_Exercise brief_
One number, and no other words, should make up the answer: how many lines of the listing contain the string "Done".
─── Dataset records ───
PR #4045, opened 2025-08-14
perf(levm): use malachite for modexp

edg-l:
Use malachite library to improve the performance of the modexp precompile. There are speedups up to 7-8x observed in the new benchmarks.


Arkenan (approved):
LGTM great PR

crates/vm/levm/Cargo.toml
```diff
@@ -27,7 +27,8 @@ p256 = { version = "0.13.2", features = [
 ] }
 sha2 = "0.10.8"
 ripemd = "0.1.3"
-num-bigint = "0.4.5"
+num-bigint = "0.4.6"
```
MegaRedHand, line 30: Do we still need `num-bigint`?

Arkenan: We'll check it in a separate PR, but it might be the case.

PR #4046, opened 2025-08-14
perf(levm): use rug instead of big int to peform modexp

Arkenan:
This is a ~100x for modexp precompile.


edg-l:
Looks like since rug uses gmp which is a C dep the TDX from l2 struggles to build

edg-l:
Looks like riscv0 target doesnt support it

 thread 'main' panicked at /root/.cargo/registry/src/index.crates.io-1949cf8c6b5b557f/gmp-mpfr-sys-1.6.5/build.rs:105:9:
Cross compilation from x86_64-unknown-linux-gnu to riscv32im-risc0-zkvm-elf not supported! Use the `force-cross` feature to cross compile anyway.

crates/vm/levm/src/precompiles.rs
```diff
@@ -8,6 +8,7 @@ use ethrex_common::{
     Address, H160, H256, U256, kzg::verify_kzg_proof, serde_utils::bool, types::Fork,
     utils::u256_from_big_endian,
 };
+use rug::Integer;
```
ElFantasma: `rug::Integer` is a **signed** arbitrary-precision integer (wraps GMP's `mpz_t`), while `malachite::Natural` was unsigned. In this use case it's safe because `Integer::from_digits` always produces a non-negative value, but it's worth being aware of the semantic difference — e.g., `to_digits()` operates on the absolute value, so a negative result from some arithmetic would silently lose its sign.

Consider adding a brief comment near the `mod_exp` call or at the import noting that all values in this context are non-negative.

crates/vm/levm/src/precompiles.rs
```diff
@@ -434,15 +422,14 @@ fn get_slice_or_default(
...
-    if modulus == Natural::ZERO {
-        Natural::ZERO
-    } else if exponent == Natural::ZERO {
-        Natural::from(1_u8) % modulus
+fn mod_exp(base: Integer, exponent: Integer, modulus: Integer) -> Integer {
+    if modulus == Integer::ZERO {
+        Integer::ZERO
+    } else if exponent == Integer::ZERO {
+        Integer::from(1_u8) % modulus
     } else {
```
ElFantasma: The `.unwrap()` is safe here: `pow_mod` only returns `Err` when the exponent is negative and the base has no modular inverse (GMP's `mpz_invert` fails). Since all values come from `Integer::from_digits` (always non-negative), this can't happen.

However, note a subtle issue: when `modulus == 0`, GMP's `mpz_powm` will **abort the process** (divide-by-zero in C), not return `Err`. The `modulus == Integer::ZERO` guard above prevents this, but the `#[expect]` reason should mention that the zero-modulus case is handled above, not just that "modulus is always positive" — since this function could be called with a zero modulus if the guard were ever removed.

MegaRedHand:
We should revisit this

PR #4048, opened 2025-08-14
fix(l2): disable gpu in `make lint` target

MegaRedHand:
**Motivation**

`make lint` was failing with:

```text
warning: risc0-sys@1.4.0: Compiler family detection failed due to error: ToolNotFound: failed to find tool "nvcc": No such file or directory (os error 2)
error: failed to run custom build command for `risc0-sys v1.4.0`

Caused by:
  process didn't exit successfully: `/Users/mega/execution/ethrex/target/release/build/risc0-sys-d088ac4aaf714579/build-script-build` (exit status: 1)
  --- stdout
...(a lot of lines)

  --- stderr


  error occurred in cc-rs: failed to find tool "nvcc": No such file or directory (os error 2)
```

**Description**

This PR removes the `--all-features` flag and replaces it with `-F` and a list of all features minus the "gpu" one that caused the problem (`--all-features` is kept for L2 lint workflow). I got the list of features with `cargo add -n ethrex`.


mpaulucci (approved):

.github/workflows/pr-main_l1.yaml
ManuelBilbao, line 1: We could remove nvcc install now

.github/workflows/pr-main_l2.yaml
ManuelBilbao, line 1: Same here

Arkenan (approved):

.github/workflows/pr-main_l1.yaml
MegaRedHand: Removed

.github/workflows/pr-main_l2.yaml
MegaRedHand: Removed

PR #4049, opened 2025-08-14
Cache tx hash

rodrigo-o:
**Motivation**

**Description**

Closes #issue_number

### DIFF
--- a/crates/blockchain/mempool.rs
+++ b/crates/blockchain/mempool.rs
@@ -80,7 +80,7 @@ impl Mempool {
                 self.blobs_bundle_pool
                     .lock()
                     .map_err(|error| StoreError::Custom(error.to_string()))?
-                    .remove(&tx.compute_hash());
+                    .remove(&tx.hash());
             }
 
             self.txs_by_sender_nonce
@@ -283,7 +283,7 @@ impl Mempool {
         nonce: u64,
         tx: &Transaction,
     ) -> Result<Option<H256>, MempoolError> {
-        let Some(tx_in_pool) = self.contains_sender_nonce(sender, nonce, tx.compute_hash())? else {
+        let Some(tx_in_pool) = self.contains_sender_nonce(sender, nonce, tx.hash())? else {
             return Ok(None);
         };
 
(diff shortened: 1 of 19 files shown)


crates/blockchain/mempool.rs
```diff
@@ -80,7 +80,7 @@ impl Mempool {
                 self.blobs_bundle_pool
                     .lock()
                     .map_err(|error| StoreError::Custom(error.to_string()))?
-                    .remove(&tx.compute_hash());
```
Oppen, line 83: This should not be computing the hash again in the first place, given it was the input to the function.

crates/blockchain/payload.rs
```diff
@@ -410,25 +410,22 @@ impl Blockchain {
...
-                    "Skipping transaction: {}, no gas left",
-                    head_tx.tx.compute_hash()
-                );
+                debug!("Skipping transaction: {}, no gas left", head_tx.tx.hash());
                 // We don't have enough gas left for the transaction, so we skip all txs from this account
                 txs.pop();
                 continue;
             }
 
             // TODO: maybe fetch hash too when filtering mempool so we don't have to compute it here (we can do this in the same refactor as adding timestamp)
```
Oppen, line 419: This was great advice. I think a later iteration should consider it.

crates/blockchain/mempool.rs
rodrigo-o: Good catch!

crates/blockchain/payload.rs
rodrigo-o: Agree

crates/blockchain/mempool.rs
rodrigo-o: Done here: [remove unnecesary call to tx.hash()](https://github.com/lambdaclass/ethrex/pull/4049/commits/f431488687366b41973eb56dae91d2bc5cf4889f)

crates/blockchain/payload.rs
```diff
@@ -410,25 +410,22 @@ impl Blockchain {
...
-            let tx_hash = head_tx.tx.compute_hash();
```
Oppen, line 423: This could be moved before the `gas_limit` check and the value used in all later appearances.

rodrigo-o: Done here: [Reuse already set variable](https://github.com/lambdaclass/ethrex/pull/4049/commits/005488384f1270b1b28b3cb02cb1b40aa9a614ea). As we discussed async just the reuse not the moving!

PR #4063, opened 2025-08-18
refactor(l2): remove redb and libmdbx from rollup store

### LINKED ISSUE #3743: L2: remove `redb` and `libmdbx` from rollup store
In our rollup store, we currently support 3 dbs, but we are only using `SQL`, as it can be inspected it with simple queries which is useful for debugging and we don't have a need for a key value store in the rollup. Supporting 3 dbs triplicates the effort, since we have to update all of them for every minor change. This was originally implemented to replicate the L1 Store, but since we haven't used `libmdbx` or `redb` in a while, we can remove them now.

avilagaston9:
**Motivation**

We are not using `libmdbx` and `redb` for the rollup store and maintaining them is a waste of time.

**Description**

Removes `libmdbx` and `redb` from the rollup store.

Closes #3743


Makefile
───
_Reply to the exercise_
2